Back in the 21st century, when screenagers are growing into grandparenthood, mentioning those two artists along with the work of the four contemporary photographers 1:1 Photo Magazine features this time highlights the effects of time in such a specific topic as the relationship between the city and its inhabitants and also some of the great side topics: immigration, solitude, progress....

Cédric Spilthooren pictures from undersoil, he sets a direct communication line with the Chinese immigrants in Paris. Souls with a clean gaze. The images introduced are sited in an idealistic scenery which symbolises how Asians feel attracted for Europe. We can see the uncertainty of the dreams in their eyes, the nostalgia of the prospective past, the rush of the explorer. The secrets of emotions and reason are left behind. Living is living the moment, the moment can be beautful, or the promise of a better future.

Tany Kely moulds the Homo Urbanicus, a common human species that walks all in black along the geometry of the city, with iron and shadows. They come from nowhere and go nowhere. Their pace looks confident and limber, however, there's no certain destination. Their presence is anonymus and, even if it moves, nothing happens since some other anonymus presence will take their place. The Homo Urbanicus, replacer of the Homo Sapiens, only reveals themselves once we find out, through the looking into the images, that they have left their souls in a glass bubble at home.

Jacobo Medrano switches the angle of his lenses so he lets us dive into the urban web of Tokyo, parabola of modern times and rusty pores. Within this context, we meet characters in pain, products of the new fears surrounding. His gaze is shy, distant, bent; oblique so as not to crash with other's gaze. They wander within a Sloterdijk sphere that keeps away from conflicts: solitude and isolation as the drives of the fears of the environment.
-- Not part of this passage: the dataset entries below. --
PR #1061, opened 2025-09-09
feat: Change of participant set leads to exit of running state.

### LINKED ISSUE #948: Attestation Service

kevindeforth:
Resolves #948

### DIFF
--- a/libs/chain-signatures/contract/src/primitives/participants.rs
+++ b/libs/chain-signatures/contract/src/primitives/participants.rs
@@ -192,9 +192,9 @@ impl Participants {
         account_id: AccountId,
         new_info: ParticipantInfo,
     ) -> Result<(), Error> {
-        for (a_id, _, info) in self.participants.iter_mut() {
-            if *a_id == account_id {
-                *info = new_info.clone();
+        for (participant_id, _, participant_info) in self.participants.iter_mut() {
+            if *participant_id == account_id {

Jacobo Medrano recreates the modern city seen as a great womb where a countless number of tiny beings live together and, thanks to science, they will meet only in the future.

Kurt Petautschnig clicks the button in his camera and deletes humanity from the earth, he turns the city into this inanimated ghost covered with a pile of stuff. Thanks to such stillness, we become the mute witnesses of a tiresome irrelevant monotony. The variety of colours and objects highlight the lack of life, only the darkness of an opposite past is left. The display window turns into a whole symbol: a facade that means nothing when nobody is in there, an empty colourful shell ready to be devoured by ants and robins.